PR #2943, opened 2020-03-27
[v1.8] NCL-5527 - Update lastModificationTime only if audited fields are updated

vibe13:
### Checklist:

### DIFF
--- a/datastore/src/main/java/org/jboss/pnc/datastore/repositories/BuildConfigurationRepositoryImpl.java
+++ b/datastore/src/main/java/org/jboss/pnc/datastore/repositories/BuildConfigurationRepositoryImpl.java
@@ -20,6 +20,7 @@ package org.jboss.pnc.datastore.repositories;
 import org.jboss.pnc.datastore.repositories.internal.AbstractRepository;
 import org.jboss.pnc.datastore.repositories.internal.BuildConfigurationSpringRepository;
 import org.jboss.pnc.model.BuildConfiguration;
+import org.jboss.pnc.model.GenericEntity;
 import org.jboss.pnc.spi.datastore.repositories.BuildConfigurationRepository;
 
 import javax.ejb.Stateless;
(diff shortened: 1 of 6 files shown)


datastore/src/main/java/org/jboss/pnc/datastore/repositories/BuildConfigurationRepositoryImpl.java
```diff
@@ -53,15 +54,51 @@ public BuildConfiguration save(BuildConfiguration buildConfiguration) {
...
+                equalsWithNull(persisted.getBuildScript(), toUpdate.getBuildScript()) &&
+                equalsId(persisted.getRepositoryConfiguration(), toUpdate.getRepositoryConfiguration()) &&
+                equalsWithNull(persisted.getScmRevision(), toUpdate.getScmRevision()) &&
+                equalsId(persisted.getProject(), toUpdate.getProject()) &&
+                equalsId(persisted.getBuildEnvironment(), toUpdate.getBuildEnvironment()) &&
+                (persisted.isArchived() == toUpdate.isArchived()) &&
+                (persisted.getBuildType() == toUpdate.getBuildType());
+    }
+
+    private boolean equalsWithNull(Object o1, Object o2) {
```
* * *
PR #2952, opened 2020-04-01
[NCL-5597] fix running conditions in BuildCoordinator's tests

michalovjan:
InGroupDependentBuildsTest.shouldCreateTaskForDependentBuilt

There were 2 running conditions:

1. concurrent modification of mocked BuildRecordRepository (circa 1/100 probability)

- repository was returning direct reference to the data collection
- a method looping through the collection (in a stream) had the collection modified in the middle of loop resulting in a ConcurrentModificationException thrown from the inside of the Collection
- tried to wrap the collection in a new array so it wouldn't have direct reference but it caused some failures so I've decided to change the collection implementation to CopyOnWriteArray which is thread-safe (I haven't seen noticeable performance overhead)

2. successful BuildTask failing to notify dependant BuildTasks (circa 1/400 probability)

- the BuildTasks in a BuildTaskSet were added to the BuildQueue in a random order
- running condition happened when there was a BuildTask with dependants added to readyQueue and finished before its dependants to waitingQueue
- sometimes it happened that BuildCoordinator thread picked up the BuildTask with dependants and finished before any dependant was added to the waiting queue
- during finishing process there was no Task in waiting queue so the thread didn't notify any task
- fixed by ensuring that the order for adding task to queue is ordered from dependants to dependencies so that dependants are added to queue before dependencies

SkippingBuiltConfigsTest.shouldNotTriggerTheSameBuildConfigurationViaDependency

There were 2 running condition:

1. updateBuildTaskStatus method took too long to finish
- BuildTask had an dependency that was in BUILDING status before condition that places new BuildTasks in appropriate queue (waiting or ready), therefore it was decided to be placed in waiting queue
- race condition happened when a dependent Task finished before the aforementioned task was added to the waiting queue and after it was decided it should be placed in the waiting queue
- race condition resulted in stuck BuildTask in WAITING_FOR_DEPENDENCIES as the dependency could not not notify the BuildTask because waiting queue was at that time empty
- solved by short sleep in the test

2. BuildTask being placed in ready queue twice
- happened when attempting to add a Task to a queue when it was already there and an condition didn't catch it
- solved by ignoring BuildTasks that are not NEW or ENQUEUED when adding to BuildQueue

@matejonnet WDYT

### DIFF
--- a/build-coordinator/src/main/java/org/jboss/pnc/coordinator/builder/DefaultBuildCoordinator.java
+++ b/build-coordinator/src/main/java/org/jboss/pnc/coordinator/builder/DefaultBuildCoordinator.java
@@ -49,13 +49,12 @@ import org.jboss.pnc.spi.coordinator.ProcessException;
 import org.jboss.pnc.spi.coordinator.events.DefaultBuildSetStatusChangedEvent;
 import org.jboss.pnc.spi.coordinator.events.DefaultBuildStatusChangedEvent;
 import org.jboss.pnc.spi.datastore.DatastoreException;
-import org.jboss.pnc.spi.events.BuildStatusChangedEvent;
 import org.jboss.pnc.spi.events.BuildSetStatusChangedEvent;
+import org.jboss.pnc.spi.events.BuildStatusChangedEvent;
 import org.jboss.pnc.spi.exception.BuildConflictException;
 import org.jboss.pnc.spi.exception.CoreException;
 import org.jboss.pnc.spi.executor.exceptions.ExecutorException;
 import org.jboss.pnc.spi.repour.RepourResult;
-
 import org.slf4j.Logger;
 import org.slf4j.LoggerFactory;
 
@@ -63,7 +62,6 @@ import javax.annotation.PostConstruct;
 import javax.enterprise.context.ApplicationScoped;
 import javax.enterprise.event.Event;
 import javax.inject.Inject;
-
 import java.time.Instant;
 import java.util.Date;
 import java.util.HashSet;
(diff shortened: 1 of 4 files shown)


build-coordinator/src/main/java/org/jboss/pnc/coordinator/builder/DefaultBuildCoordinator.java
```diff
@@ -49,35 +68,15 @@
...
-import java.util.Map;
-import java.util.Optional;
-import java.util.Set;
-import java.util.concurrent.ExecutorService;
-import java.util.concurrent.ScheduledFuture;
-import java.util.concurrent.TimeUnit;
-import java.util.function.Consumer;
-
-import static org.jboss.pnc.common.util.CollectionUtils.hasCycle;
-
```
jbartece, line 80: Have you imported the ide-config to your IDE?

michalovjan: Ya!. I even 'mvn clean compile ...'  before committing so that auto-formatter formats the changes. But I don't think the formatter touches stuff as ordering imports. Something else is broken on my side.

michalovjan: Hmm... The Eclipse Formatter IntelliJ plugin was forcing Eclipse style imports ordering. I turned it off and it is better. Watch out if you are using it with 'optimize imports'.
---
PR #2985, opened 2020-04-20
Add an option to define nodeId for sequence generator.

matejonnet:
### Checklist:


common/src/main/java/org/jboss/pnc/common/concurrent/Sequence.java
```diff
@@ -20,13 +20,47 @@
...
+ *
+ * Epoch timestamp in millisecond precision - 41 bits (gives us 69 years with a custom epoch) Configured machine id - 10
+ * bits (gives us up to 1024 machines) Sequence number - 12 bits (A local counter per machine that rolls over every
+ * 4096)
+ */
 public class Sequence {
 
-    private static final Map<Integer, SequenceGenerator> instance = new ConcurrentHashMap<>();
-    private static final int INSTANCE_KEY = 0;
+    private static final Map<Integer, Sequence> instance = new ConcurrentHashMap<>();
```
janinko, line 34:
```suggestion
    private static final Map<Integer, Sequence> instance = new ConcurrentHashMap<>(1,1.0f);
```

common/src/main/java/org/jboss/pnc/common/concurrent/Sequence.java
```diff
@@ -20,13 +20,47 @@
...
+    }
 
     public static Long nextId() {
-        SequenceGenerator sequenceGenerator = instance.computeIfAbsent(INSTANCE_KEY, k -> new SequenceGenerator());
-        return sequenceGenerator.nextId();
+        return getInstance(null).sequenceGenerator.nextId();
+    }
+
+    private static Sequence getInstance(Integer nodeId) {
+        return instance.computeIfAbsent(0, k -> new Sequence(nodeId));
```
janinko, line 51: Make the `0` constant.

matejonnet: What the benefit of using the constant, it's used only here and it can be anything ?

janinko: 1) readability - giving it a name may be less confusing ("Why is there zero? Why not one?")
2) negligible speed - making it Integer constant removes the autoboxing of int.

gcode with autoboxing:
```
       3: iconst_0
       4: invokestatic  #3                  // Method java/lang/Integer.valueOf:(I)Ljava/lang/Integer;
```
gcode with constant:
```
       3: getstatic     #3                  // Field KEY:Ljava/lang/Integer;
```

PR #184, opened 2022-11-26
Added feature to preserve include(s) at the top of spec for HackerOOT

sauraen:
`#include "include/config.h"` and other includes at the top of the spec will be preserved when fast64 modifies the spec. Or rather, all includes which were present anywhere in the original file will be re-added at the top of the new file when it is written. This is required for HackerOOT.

- WHAT IS REQUIRED:
Scan the records above for the lines holding "import javax.inject.Inject;" and "michalovjan: Hmm... The". Transcribe those two and every line between them word for word, and no others.

- RESPONSE FOR THIS EXERCISE:
 import javax.inject.Inject;
-
 import java.time.Instant;
 import java.util.Date;
 import java.util.HashSet;
(diff shortened: 1 of 4 files shown)


build-coordinator/src/main/java/org/jboss/pnc/coordinator/builder/DefaultBuildCoordinator.java
```diff
@@ -49,35 +68,15 @@
...
-import java.util.Map;
-import java.util.Optional;
-import java.util.Set;
-import java.util.concurrent.ExecutorService;
-import java.util.concurrent.ScheduledFuture;
-import java.util.concurrent.TimeUnit;
-import java.util.function.Consumer;
-
-import static org.jboss.pnc.common.util.CollectionUtils.hasCycle;
-
```
jbartece, line 80: Have you imported the ide-config to your IDE?

michalovjan: Ya!. I even 'mvn clean compile ...'  before committing so that auto-formatter formats the changes. But I don't think the formatter touches stuff as ordering imports. Something else is broken on my side.

michalovjan: Hmm... The Eclipse Formatter IntelliJ plugin was forcing Eclipse style imports ordering. I turned it off and it is better. Watch out if you are using it with 'optimize imports'.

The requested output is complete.